A rally in European stocks eased in morning trade on Friday, as investors’ concerns over the region’s banks ate away at the boost of the US rescue package to shore up struggling lender First Republic Bank.
The region-wide Stoxx 600 was up 0.6 per cent, while Germany’s Dax rose 0.6 per cent and France’s Cac 40 climbed 0.9 per cent. The UK’s FTSE 100 added 0.8 per cent.
The Euro Stoxx Bank index, which experienced major sell-offs during the week, had risen as much as 2.3 per cent in early trade but fell back to trade 0.5 per cent higher.
Credit Suisse gave up early gains to trade 4.6 per cent lower even as the Swiss National Bank pledged liquidity support to the lender on Wednesday.
US futures eked out small gains following news that struggling bank First Republic will be shored up by a consortium of banks that will inject $30bn into the lender. Contracts tracking the S&P 500 and the tech-heavy Nasdaq both rose 0.1 per cent.
JPMorgan Chase, Bank of America, Citigroup and Wells Fargo will each deposit $5bn. Goldman Sachs and Morgan Stanley will each put in $2.5bn while BNY Mellon, PNC Bank, State Street, Trust and US Bank will deposit $1bn each. The S&P 500 on Thursday had its biggest one-day increase since January.
“US intervention at the weekend is helping to limit contagion fears. What the market is telling us is that this is not systemic, but it is fundamentally hard to assess because [there is] no long-term solution for the time being,” said Nadège Dufossé, global head of multi-asset at Candriam.

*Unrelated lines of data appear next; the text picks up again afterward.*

PR #7467, opened 2018-03-19
Place parse_transofm warning with other attribute validation

michalmuskala:


josevalim:
Let's not merge this one because my plan is move this out altogether when we skip the erl_lint pass and if we change this now we will need to do those changes later as we will no longer need to pass the stack down.

PR #7475, opened 2018-03-22
Improve documentation and specs for Logger.Formatter

whatyouhide:


lib/logger/lib/logger/formatter.ex
```diff
@@ -62,20 +62,28 @@ defmodule Logger.Formatter do
...
-  @doc ~S"""
-  Compiles a format string into a data structure that the `format/5` can handle.
+  @doc """
+  Compiles a format string into a data structure that `format/5` can handle.
+
+  Check the module doc for documentation on the valid parameters that
+  will be interpolated in the pattern. If you pass `nil` as the pattern,
+  the pattern defaults to:
+
+      #{inspect(@default_pattern)}
```
whatyouhide: Doing this requires us to drop the `~S` sigil and use `\\n` below, but I think it's worth it so that we don't repeat the pattern here.

lib/logger/lib/logger/formatter.ex
```diff
@@ -62,20 +62,28 @@ defmodule Logger.Formatter do
...
-  `{module, function}` to `compile/1` and the rest is handled.
+      iex> Logger.Formatter.compile({MyLoggerFormatter, :format})
+      {MyLoggerFormatter, :format}
 
-      iex> Logger.Formatter.compile("$time $metadata [$level] $message\n")
-      [:time, " ", :metadata, " [", :level, "] ", :message, "\n"]
   """
   @spec compile(binary | nil) :: [pattern | binary]
-  @spec compile({atom, atom}) :: {atom, atom}
+  @spec compile(pattern) :: pattern when pattern: {module, function :: atom}
```
whatyouhide: This *should* make dialyzer smarter here, right? :)

lib/logger/lib/logger/formatter.ex
```diff
@@ -94,19 +102,21 @@ defmodule Logger.Formatter do
   defp compile_code(key) when key in @valid_patterns, do: key
 
   defp compile_code(key) when is_atom(key) do
-    raise ArgumentError, "$#{key} is an invalid format pattern."
+    raise ArgumentError, "$#{key} is an invalid format pattern"
```
whatyouhide: We don't use trailing periods for error messages.

lib/logger/lib/logger/formatter.ex
```diff
@@ -94,19 +102,21 @@ defmodule Logger.Formatter do
...
   end
 
   @doc """
   Formats time as chardata.
   """
+  @spec format_time({0..23, 0..59, 0..59, 0..999}) :: IO.chardata()
```
whatyouhide: This (and the spec for `format_time/1` are not optimal IMO. We should extract them to a `time/0` type and a `date/0` type, and have `format/5` take a `{date(), time()}` type, but we would change the meaning of the `time/0` type. This would be a breaking change I guess, that's why I didn't do it.

michalmuskala: Hmm... Could the seconds be 60 in case of a leap second or is it ignored in this format like in posix?

whatyouhide: I just copied the type from `t:Logger.Formatter.time/0`, which is what is essentially broken down and passed to these two formatting functions.

lib/logger/lib/logger/formatter.ex
josevalim: Yes.

lib/logger/lib/logger/formatter.ex
```diff
@@ -62,20 +62,28 @@ defmodule Logger.Formatter do
...
 
-  Check the module doc for documentation on the valid parameters. If you
-  pass `nil`, it defaults to: `$time $metadata [$level] $levelpad$message\n`
+      iex> Logger.Formatter.compile("$time $metadata [$level] $message\\n")
+      [:time, " ", :metadata, " [", :level, "] ", :message, "\\n"]
 
-  If you would like to make your own custom formatter simply pass
-  `{module, function}` to `compile/1` and the rest is handled.
+      iex> Logger.Formatter.compile({MyLoggerFormatter, :format})
+      {MyLoggerFormatter, :format}
```
josevalim: Are we going to comment here that the formatter should never fail or do we do it elsewhere?

whatyouhide: We do it elsewhere.

PR #7476, opened 2018-03-22
Validate @compile attribute in elixir

### LINKED ISSUE #7409: Unused functions given to @compile {:inline, ...} trigger compilation error
We already need to validate inline as part of #5800. So we need to make sure we also remove unreachable entries.

michalmuskala:
* error on undefined inlined functions
* warn on parse transforms

Closes #7409 
Addresses another part of #5800

### DIFF
--- a/lib/elixir/src/elixir_module.erl
+++ b/lib/elixir/src/elixir_module.erl
@@ -130,23 +130,26 @@ validate_compile_opt({parse_transform, Module} = Opt, _Defs, _Unreachable, File,
   elixir_errors:form_warn([{line, Line}], File, ?MODULE, {parse_transform, Module}),
   [Opt];
 validate_compile_opt({inline, Inlines}, Defs, Unreachable, File, Line) ->
-  try [Inline || Inline <- Inlines, validate_inline(Inline, Defs, Unreachable)] of
-    [] -> [];
-    FilteredInlines -> [{inline, FilteredInlines}]
-  catch
-    {bad_inline, _} = Error ->
-      elixir_errors:form_error([{line, Line}], File, ?MODULE, Error)
+  case validate_inlines(Inlines, Defs, Unreachable, []) of
+    {ok, []} -> [];
+    {ok, FilteredInlines} -> [{inline, FilteredInlines}];
+    {error, Def} -> elixir_errors:form_error([{line, Line}], File, ?MODULE, {bad_inline, Def})
   end;
 validate_compile_opt(Opt, Defs, Unreachable, File, Line) when is_list(Opt) ->
   validate_compile_opts(Opt, Defs, Unreachable, File, Line);
 validate_compile_opt(Opt, _Defs, _Unreachable, _File, _Line) ->
   [Opt].
 
-validate_inline(Inline, Defs, Unreachable) ->
+validate_inlines([Inline | Inlines], Defs, Unreachable, Acc) ->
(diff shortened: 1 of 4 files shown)


lib/elixir/src/elixir_module.erl
```diff
@@ -85,7 +85,9 @@ compile(Line, Module, Block, Vars, E) ->
     (not elixir_config:get(bootstrap)) andalso
      'Elixir.Module':check_behaviours_and_impls(E, DataSet, DataBag, AllDefinitions, OverridablePairs),
 
-    CompileOpts = lists:flatten(bag_lookup_element(DataBag, {accumulate, compile}, 2)),
+    RawCompileOpts = bag_lookup_element(DataBag, {accumulate, compile}, 2),
+    DefinitionTuples = [Name || {Name, _, _, _} <- AllDefinitions],
```
josevalim: I would prefer to not do this here and instead use `lists:keyfind` when validating inline.

The rationale is that inline is used very rarely, so it doesn't make sense to always do this pass. Instead we do a lookup only when the inline attribute is used. keyfind is still in C, it should be fast enough.

lib/elixir/src/elixir_module.erl
```diff
@@ -121,6 +123,24 @@ compile(Line, Module, Block, Vars, E) ->
...
+validate_compile_opts([{inline, Inlines} | Rest], Defs, Unreachable, File) ->
+  case Inlines -- Defs of
+    [] ->
+      [{inline, Inlines -- Unreachable} | validate_compile_opts(Rest, Defs, Unreachable, File)];
+    [{Name, Arity} | _] ->
+      elixir_errors:form_error([], File, ?MODULE, {bad_inline, Name, Arity})
+  end;
+%% TODO: Make this an error and skip parse transform processing on 2.0.
+validate_compile_opts([{parse_transform, Module} = Opt | Rest], Defs, Unreachable, File) ->
+  elixir_errors:form_warn([], File, ?MODULE, {parse_transform, Module}),
```
josevalim: Let's include the line as first argument: `[{line, Line}]`. You will need to pass the `Line` all the way in.

josevalim:
Beautiful! Two comments and that's it!

lib/elixir/src/elixir_module.erl
```diff
@@ -121,6 +122,32 @@ compile(Line, Module, Block, Vars, E) ->
...
+      elixir_errors:form_error([{line, Line}], File, ?MODULE, Error)
+  end;
+validate_compile_opt(Opt, Defs, Unreachable, File, Line) when is_list(Opt) ->
+  validate_compile_opts(Opt, Defs, Unreachable, File, Line);
+validate_compile_opt(Opt, _Defs, _Unreachable, _File, _Line) ->
+  [Opt].
+
+validate_inline(Inline, Defs, Unreachable) ->
+  case lists:keyfind(Inline, 1, Defs) of
+    false -> throw({bad_inline, Inline});
```
josevalim: Let's please not this style. :) We don't use it anywhere in the codebase and I personally think we should avoid non-local returns. If you think we should start using this, then let's have a discussion, but not in this PR.

If you want to do a single pass, then let's do recursion with `{ok, Var} | {error, Inline}` return.

michalmuskala: I'm pretty sure that style is a result of spending too much time in OTP internals 😅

Sovereign debt markets were muted as investors continued to weigh central banks’ appetite to raise interest rates to combat inflation while there was uncertainty in the banking sector.
The European Central Bank on Thursday announced its decision to raise interest rates by 50 basis points but it ditched a previous commitment to keep “raising interest rates significantly at a steady pace”.
Yields on two-year Treasury bills, which are most sensitive to interest rate expectations, rose 0.04 percentage points to 4.13 per cent and 10-year note yields fell 0.04 percentage points to 3.54 per cent.
Two-year Bund yields rose 0.04 percentage points to 2.6 per cent and 10-year contracts were flat at 2.24 per cent.
The ECB’s decision has strengthened bets that the Federal Reserve will press forward with a 25bp rate increase next week, instead of a pause. Investors are pricing in an 81 per cent chance of a quarter percentage point rise.
Asian markets advanced, having also been dragged under this week by fears of a banking crisis. Japan’s Topix rose 1.2 per cent, South Korea’s Kospi gained 0.7 per cent and Australia’s S&P/ASX 200 was up 0.4 per cent. Hong Kong’s Hang Seng and China’s CSI 300 climbed 1.6 per cent and 0.5 per cent respectively.
In currency markets the dollar index, a measure of the greenback against six peer currencies, fell 0.4 per cent. The euro rose 0.4 per cent and sterling was up 0.3 per cent.
Brent crude and its US equivalent West Texas Intermediate rose 0.7 per cent after slumping to their lowest prices in more than a year on Wednesday.